When Fullerton started, there was very little data available to help a kart driver analyse their performance, but over time that has changed. He admits he does not go deep into data analysis himself, but while he agrees it can be “very useful” if it is used right, he believes the old-school techniques of lap time analysis can be just as valuable. 

“When I have worked with teams that do data analysis, we have been able to identify things that you cannot really do old-school,” he says. “But there are also a few things that you can do without data – for instance, by watching karts out on track and doing split times. You can quickly spot if someone is particularly fast and try to analyse why. 

“You can learn a lot from other drivers that are fast but if the quickest drivers are not in your team, you cannot access their data so that is when taking split times on the quick drivers can be a benefit. On the flip side, if you are the fastest driver in the team, you have everything to lose and nothing to gain, because everyone is looking at your data! 

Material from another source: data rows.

PR #881, opened 2019-09-25
Corrected documentation for `action => update`

robin13:
I think that the "update a document if not already present" only works with the `doc_as_upsert` option.  The `upsert` option adds data to the document if the document does not exist I think.
Some more explicit documentation for both `upsert` and `doc_as_upsert` would also be helpful


karenzone:
@robbavey Please verify the content, and I'll do the rest. Thanks!

karenzone:
Added secondary request for more explicit documentation for both upsert and doc_as_upsert in #885

PR #883, opened 2019-10-07
[Doc]Update wording on ilm_enabled setting and bump to v10.2.1

karenzone:
Wording fix in response to request from Support


karenzone:
Note to self (@karenzone):  Work with @robbavey to verify content in #881 and group it with this version bump

karenzone:
**Published**
Screen Shot 2019-10-09 at 12 16 07 PM

PR #884, opened 2019-10-07
[Doc]Add note about _type setting change from doc to _doc

karenzone:
Call out _type change from `doc` to `_doc` in documentation

### DIFF
--- a/docs/index.asciidoc
+++ b/docs/index.asciidoc
@@ -24,16 +24,16 @@ include::{include_path}/plugin_header.asciidoc[]
 .Compatibility Note
 [NOTE]
 ================================================================================
-The `_type` setting changed from `doc` to `_doc` in Elasticsearch 7.0.
+When connected to Elasticsearch 7.x, modern versions of this plugin
+use the required `_doc` document-type when inserting documents.
 
-If you are using an earlier version of Logstash, upgrade to
-version 6.8 to pick up changes to the Elasticsearch index template before you
-upgrade to version 7.0 (or later). 
+If you are using an earlier version of Logstash and wish to connect to
+Elasticsearch 7.x, first upgrade Logstash to version 6.8 to ensure it
+picks up changes to the Elasticsearch index template.
 
-After upgrading to 6.8, use the {ref}/indices-templates.html#getting[Index
-Template API] to verify that the 6.8 index template has been created in
-Elasticsearch.
-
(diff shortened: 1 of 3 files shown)


karenzone:
@yaauie @jsvd  Am I capturing the right messaging here?  I mentioned the upgrade implications, but I'm wondering if there's more the user would want/need to know.

docs/index.asciidoc
```diff
@@ -21,6 +21,21 @@ include::{include_path}/plugin_header.asciidoc[]
...
+The `_type` setting changed from `doc` to `_doc` in Elasticsearch 7.0.
+
+If you are using an earlier version of Logstash, upgrade to
+version 6.8 to pick up changes to the Elasticsearch index template before you
+upgrade to version 7.0 (or later). 
+
+After upgrading to 6.8, use the {ref}/indices-templates.html#getting[Index
+Template API] to verify that the 6.8 index template has been created in
+Elasticsearch.
+
```
yaauie: This is a bit tricky to communicate, because this Logstash plugin's behaviour depends primarily on the version of _Elasticsearch_ it is connected to, not on the version of Logstash in which it is running. Of course users will need an up-to-date version of this plugin that knows how to talk with Elasticsearch 7.x, which they can get with the latest Logstash 6.8.x, but they need to point it to an Elasticsearch 7.x cluster in order for the change in behaviour to be triggered.

This happens naturally when users follow our [Stack Upgrade Guide](https://www.elastic.co/guide/en/elastic-stack/current/upgrading-elastic-stack.html), which instructs users to upgrade their Elasticsearch before upgrading Logstash, so long as they also follow the guidance to upgrade the _whole stack_ to the last minor on 6.x before upgrading any to 7.x.

```suggestion
When connected to Elasticsearch 7.x, modern versions of this plugin
use the required `_doc` document-type when inserting documents.

If you are using an earlier version of Logstash and wish to connect to
Elasticsearch 7.x, first upgrade Logstash to version 6.8 to ensure it
picks up changes to the Elasticsearch index template.

If you are using a custom <<plugins-{type}s-{plugin}-template>>,
ensure your template uses the `_doc` document-type before
connecting to Elasticsearch 7.x.
```

karenzone:
@yaauie Thanks for the assist.

karenzone:
**PUBLISHED:**
Screen Shot 2020-03-27 at 12 04 51 PM

PR #895, opened 2019-11-13
[DOC] Add best practices on single/multiple Elasticsearch outputs

lucabelluccini:
This PR adds some background on preferring a single Elasticsearch output vs multiple Elasticsearch outputs when events are routed to multiple indices within the same Cluster


karenzone:
Docs build cleanly and look good. Requesting a quick tech review to double-check content.

karenzone:
Thanks for the review, @jsvd.  I have a few unrelated (minor) edits I want to make. I'll do those, and bump the version when I do.

PR #898, opened 2019-11-18
Template installation docs

yaauie:
Includes https://github.com/logstash-plugins/logstash-output-elasticsearch/pull/867 with changelog and version bump.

“You also have to be careful not to misinterpret data, which can very easily happen. For example, you might think a particular motor is faster on the straight, but there can be a number of other reasons why the kart is faster. You often have to be able look past data to understand it. People say the data cannot lie, but sometimes it can.” 


A lot of performance in a kart comes from simply having confidence in your machinery and your ability, and that comes from having belief in your technique. If you can feel when a kart is breaking away and you know what to do when it happens, you will have confidence to push that little bit harder. And that is when you can get close to the limit.

“About 90-95% of what the top drivers do on the track is in their subconscious,” Fullerton says. “The conscious part of the brain is only really working a very small part of it, and actually, they have to work hard to break through into their subconscious when they are trying to learn a new technique. 

“There is a lot of sports psychology in the top end of karting nowadays, as there is in many sports, and most of the kids that were doing very well in Europe who I helped four or five years ago all saw sports psychologists on a pretty regular basis. There are quite a lot of techniques you can do that seem to work very well.”